Ubiquitin specific protease 4 (USP4) is an enzyme that cleaves ubiquitin from a number of protein substrates. Prior to the standardization of nomenclature USP4 was known as UNP, and was one of the first deubiquitinating enzymes to be identified in mammals.  In the mouse and human the USP4 protein is encoded by a gene containing 22 exons.

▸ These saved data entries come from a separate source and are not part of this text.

PR #2601, opened 2015-05-07
Fix some unchecked create calls

nfedera:


server/shadow/shadow_server.c
```diff
@@ -434,16 +434,25 @@ int shadow_server_init_config_path(rdpShadowServer* server)
 
 		if (userLibraryPath)
 		{
-			if (!PathFileExistsA(userLibraryPath))
-				CreateDirectoryA(userLibraryPath, 0);
+			if (!PathFileExistsA(userLibraryPath) &&
+				!CreateDirectoryA(userLibraryPath, 0))
+			{
+				free(userLibraryPath);
```
hardening: Perhaps an error message would be nice here

hardening:
+1

server/shadow/shadow_server.c
nfedera: @hardening done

This protein is a member of cysteine peptidase family C19.  As a deubiquitinating enzyme it is unusual in having the capacity to cleave ubiquitin-proline bonds. This property may reflect structural flexibility in the active site of the enzyme, and may explain its ability to cleave ubiquitin chains of various linkages.  USP4 has substrates of important function in a number of cell signalling pathways, including the NF-κB, TGF-β, Wnt/β-catenin, p53, and spliceosome pathways.  Other substrates include the adenosine A2A receptor and the Ro52 (TRIM21) protein.

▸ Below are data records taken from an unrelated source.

PR #2602, opened 2015-05-07
h264: add new encoder setting MaxBitRate.

llyzs:


libfreerdp/codec/h264.c
```diff
@@ -182,7 +182,7 @@ static int openh264_compress(H264_CONTEXT* h264, BYTE** ppDstData, UINT32* pDstS
 		sys->EncParamExt.iTargetBitrate = h264->BitRate;
 		sys->EncParamExt.iRCMode = RC_BITRATE_MODE;
 		sys->EncParamExt.fMaxFrameRate = h264->FrameRate;
-		sys->EncParamExt.iMaxBitrate = UNSPECIFIED_BIT_RATE;
+		sys->EncParamExt.iMaxBitrate = h264->MaxBitRate;
```
hardening: Just to be sure, h264->MaxBitRate is initialized with UNSPECIFIED_BIT_RATE ?

MartinHaimberger:
@llyzs As mentioned in #2600, the iMaxBitrate should be UNSPECIFIED_BIT_RATE, otherwise if the encoded frame is bigger than this value, the frame will get skipped. I think the value UNSPECIFIED_BIT_RATE was just fine.

MartinHaimberger:
@llyzs if a frame gets skipped, the result (for example in a terminal if u wanna see the last command, the command may not be displayed if this frame got skipped) is that u dont see the changes on the client. But we need to send a frame we encode in any case, even its too big, then we wait a few frames (future bucket use) before we encode the next frame.

llyzs:
The iMaxBitrate has UNSPECIFIED_BIT_RATE(0) as default value, however when I set it to a larger value, my test result is that as long as I keep bEnableFrameSkip as 0, openh264 never drops a frame even the generated frame is very large. In fact our frontend does NOT allow frame drops.

However this seems to have no effect either. openh264 does not seem to try even a little harder to further compress the image. I set both iBitrate and iMaxBitrate to 60Mbps and use 30fps, the encoded result of a series of random pixel frame is 7xxK bytes per frame - that is 200Mbps already.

USP4 is a nucleocytoplasmic shuttling protein that bears a functional nuclear localization signal (NLS) 766QPQKKKK772  and a nuclear export signal (NES) 133VEVYLLELKL142. Those signals initiate the translocation of USP4 to the nucleus from the cytoplasm and vice versa, respectively. The proportion of cytoplasmic to nuclear USP4 pool varies depending on the cell type, the phase of cell cycle and the level of protein expression.

Interactions
USP4 has been shown to interact with the tumor suppressor pRb protein and the pocket-related proteins p107  and p130.